Safety First Creating a Safer Environment for Residents Through Prevention

Safety. Security. These two little words can have a lot of different connotations for those living within, or providing management and other professional services to, a community association. From an engineer’s perspective, thoughts relating to this topic would naturally center on the physical environment and its relationship to the well-being of the individuals residing within a community. A safe physical environment is in itself a far-reaching category encompassing items ranging from proper maintenance of site elements, such as sidewalks and other walking surfaces, to engaging contractors who utilize best safety practices on construction sites.

It is common practice among property managers to perform regular visual observations of their community, even if they are simply in the form of an informal walk around the premises.

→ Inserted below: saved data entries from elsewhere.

PR #395, opened 2021-12-20
Fix/explicit printing

ysndr:
`literal*` values for option examples and other doc elements caused some confusion and false prints due to serialization to and from and to JSON.
We now handle all the unpacking on the Rust fixing this issue
Also improves DocBook rendering performance, by heuristically skipping non-docbook texts


ysndr:
@ncfavier 
I see you cleaned up many options a few months ago.
Thank you for that
In fact [this change](https://github.com/NixOS/nixpkgs/blame/9ab7d12287ced0e1b4c03b61c781901f178d9d77/nixos/modules/system/boot/loader/grub/grub.nix#L486) fixes an issue with the new handling of literal values I'm working on.

Do you have an opinion whether we should backport this to the other indexed channels or use a work around on the flake-info side?

ncfavier:
Ideally it should be backported but I don't have the energy to do that right now. We should definitely resilient though, and accept invalid uses of `literal*`.

ysndr:
Yes I think the same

It is recommended that, when performing an informal assessment of this type, a manager should particularly look for any conditions that may pose a safety hazard to residents. One common culprit, and a leading cause of on-site accidents involving tripping and falling, are walking surfaces including sidewalks, paved walkways, stoops and stairs.

Freeze and Thaw Cycle

Two natural elements—tree roots and water—are two of the main causes for the deterioration of walking surfaces. Tree roots can literally lift sidewalks, causing them to go out of alignment, and create an uneven surface for residents. Water can have the same effect when it infiltrates the sidewalk area, and subsequently goes through a cycle of freezing and thawing. Add freezing temperatures into the mix, and you have an icy slip-and-fall waiting to happen.

Other site elements that may be considered to fall into the category of aesthetics, but actually contribute largely to a community’s safety, are lighting and landscaping. Well-maintained lighting and grounds can create a space that provides overall protection from any potential threats from other persons. Additionally, certain landscape elements can themselves prove to be a personal safety hazard if not properly tended to. For example, New Jersey residents have experienced several large storms that brought down a number of trees and tree branches. After such storms, it is important for managers to also look up in making their informal community assessment. Are there any tree limbs dangling precariously over areas where residents walk or park their cars?